The tests found that Centrum MultiGummies for Adults is missing 10 of vitamins and NatureMade Multi Adult Gummies and Vitafusion Multivites lack nine of them.
Define “missing.” The article implies that there are 10 (for Centrum) or nine (for NatureMade or Vitafusion) vitamins listed on the label which are not found in the vitamins, but it doesn’t actually come out and say that. Are these “missing” vitamins nutrients the labels claim they contain, or simply nutrients the author believes “should” be in a multivitamin? Only the former would be a real problem, because consumers choose which supplements to buy based on what they find on the labels.
Smarty Pants Adult Complete didn’t have vitamins B-1, B-3, and K, as well as the minerals iron, magnesium, copper, selenium and chromium, which are commonly found in multivitamins.

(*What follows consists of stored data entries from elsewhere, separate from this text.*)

PR #58, opened 2017-12-13
(SERVER-1780) Insert hashCode into profiler file name

haus:
Previously when profiler-output-file was set, it would be the same for
each jruby in the pool, which is undesireable. This commit adds hashCode
to the filename to ensure that they are unique across jrubies.

### DIFF
--- a/test/integration/puppetlabs/services/jruby_pool_manager/jruby_internal_test.clj
+++ b/test/integration/puppetlabs/services/jruby_pool_manager/jruby_internal_test.clj
@@ -32,7 +32,7 @@
 
 (deftest settings-plumbed-into-jruby-container
   (testing "settings plumbed into jruby container"
-    (let [pool (JRubyPool. 1)
+    (let [pool (JRubyPool. 2)
           profiler-file (str (ks/temp-file-name "foo"))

We have the same question here. Did the label claim the vitamins contain these nutrients? I don’t have a bottle of SmartyPants gummies here, but my sources (friends who have these vitamins at home) say these things are not listed on the label. In other words, they knew full well they weren’t getting these particular nutrients when they chose these supplements. (As a side note, these gummies also don’t contain any sugar in the conventional sense. They’re entirely sweetened with monk fruit extract.)
New York nutritionist Nikki Ostrower and owner of NAO Wellness told Daily Mail Online that she never recommends gummy vitamins to her clients.
‘A lot of gummy vitamins have artificial fillers in them like food coloring, some have high fructose corn syrup and lots of preservatives,’ she said.
Ah, the mysterious nutritionist does make an appearance! So she is real; that’s good. I largely agree with her and imagine she’s much more comfortable with this quote than the weird photo caption that was sort of attributed to her earlier in the article.
Summary
There’s more to the article, and we could keep going, but I think this has adequately illustrated how critical reading works. (A lot of the next section is expanding on the nutritionist’s statements, and it is somewhat more solid, overall, than the earlier part of the article.)
There are some good observations made in the article. And I’m not suggesting that gummy vitamins are necessarily an ideal option! Generally speaking, if you can take a capsule or even a chewable, you’re going to get a higher proportion of nutrients, a lower proportion of fillers, and a lot less sugar. But it varies. Some capsules are pretty junky and useless, and some gummies are carefully formulated with minimal junk. If a gummy form makes the difference between whether you (or your child, or your aging parent, or whomever) take a vitamin or not, then a (good quality) gummy may well be worth the trade-off.
Read labels, and make educated decisions. Read news (carefully) and make educated decisions.